2. UK CPI projection case study:
- Regression problem: Model UK CPI inflation on a quarterly basis
- All data have been last retrieved on 23 Jan 2017.
- All used data have been publicly available from (sources and data IDs):
- Bank of England (http://www.bankofengland.co.uk/boeapps/iadb/NewInterMed.asp?Travel=NIxAZx): LPQAUYN, IUQLBEDR, IUQASIZC, XUQLBK82,
- UK Office for National Statistics (ONS, https://www.ons.gov.uk/): D7BT, LF24, MGSX, ABMI, A4YM, QWND.
- Bank for International Settlements (credit to non-financial sector: http://www.bis.org/statistics/totcredit.htm): Q:GB:P:A:M:XDC:A.

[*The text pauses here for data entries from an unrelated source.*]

PR #340, opened 2016-11-23
Support loading xctestrun files

plu:
This adds a new class `FBXCTestRun` which can load the `.xctestrun` files generated by `xcodebuild build-for-testing`. The benefit of these files are:

* Contains environment variables and arguments, even with expanded variables like `SRCROOT`.
* Populated with tests to skip from Xcode scheme that was used during `build-for-testing`.
* Can be used to populate everything necessary in `FBTestLaunchConfiguration`.

PR #379, opened 2017-02-16
Support testsToRun and testsToSkip

plu:
This adds support for selecting tests that should be run. It's possible
to either focus (testsToRun) on some tests, or to exclude (testsToSkip)
some tests.

Format: "className/methodName"

### DIFF
--- a/XCTestBootstrap/Configuration/FBTestLaunchConfiguration.m
+++ b/XCTestBootstrap/Configuration/FBTestLaunchConfiguration.m
@@ -15,7 +15,7 @@
 
 @implementation FBTestLaunchConfiguration
 
-- (instancetype)initWithTestBundlePath:(NSString *)testBundlePath applicationLaunchConfiguration:(FBApplicationLaunchConfiguration *)applicationLaunchConfiguration testHostPath:(NSString *)testHostPath timeout:(NSTimeInterval)timeout initializeUITesting:(BOOL)initializeUITesting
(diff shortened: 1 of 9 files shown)


plu:
First part that got extracted from #340.

XCTestBootstrap/Configuration/FBTestLaunchConfiguration.m
```diff
@@ -27,14 +27,16 @@ - (instancetype)initWithTestBundlePath:(NSString *)testBundlePath applicationLau
...
+  _testsToSkip = testsToSkip;
 
   return self;
 }
 
 + (instancetype)configurationWithTestBundlePath:(NSString *)testBundlePath
 {
   NSParameterAssert(testBundlePath);
-  return [[FBTestLaunchConfiguration alloc] initWithTestBundlePath:testBundlePath applicationLaunchConfiguration:nil testHostPath:nil timeout:0 initializeUITesting:NO];
+  return [[FBTestLaunchConfiguration alloc] initWithTestBundlePath:testBundlePath applicationLaunchConfiguration:nil testHostPath:nil timeout:0 initializeUITesting:NO testsToRun:nil testsToSkip:nil];
```
lawrencelomax: This is erroneous as the expectation is that these values are never null. It would make more sense for `testsToSkip` to at least default to the empty set.

plu: We could do that. But then later in `XCTestConfiguration` an empty set for `testsToRun` means since Xcode 8.3 beta "don't run any tests". So if we define `nonnull` here in `FBTestLaunchConfiguration`, we need to react to that later on when composing the `XCTestConfiguration`. Would you prefer that? I'll change it then, just let me know :).

plu: In the original pull request I had it like this btw. You can see it in this commit: https://github.com/plu/FBSimulatorControl/commit/1dab86deb599eef2f17cedb6e1ba1f8955a7040e

plu: Changed default of `testsToSkip` to be an empty set.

- World Bank, commodities prices: http://www.worldbank.org/en/research/commodity-markets (Pink Sheet, averge of energy and and non-energy price indices, excluding precious metals.)
- Please refer to the Terms of Use of the above institutions for the usage and eventual redistributions of data.
3. BJ air quality modelling (additional example application to test portability and document program options):
- Classification problem: Model air pollution in Beijing on an hourly basis
- The air pollution level column "pm2.5: PM2.5 concentration (ug/m^3)" has been exchanged with (1/0) values:
1: level above 100 (ug/m^3).
0: level below 100 (ug/m^3).
- Source: Song Xi Chen, csx'@'gsm.pku.edu.cn, Guanghua School of Management, Center for Statistical Science, Peking University.
- Downloaded from https://archive.ics.uci.edu/ml/datasets/Beijing+PM2.5+Data (last access: 9 July 2017).
- Publication reference: Liang, X., Zou, T., Guo, B., Li, S., Zhang, H., Zhang, S., Huang, H. and Chen, S. X.,
Assessing Beijing's PM2.5 pollution: severity, weather impact, APEC and winter heating.
Proceedings of the Royal Society A, 471, 20150257, 2015.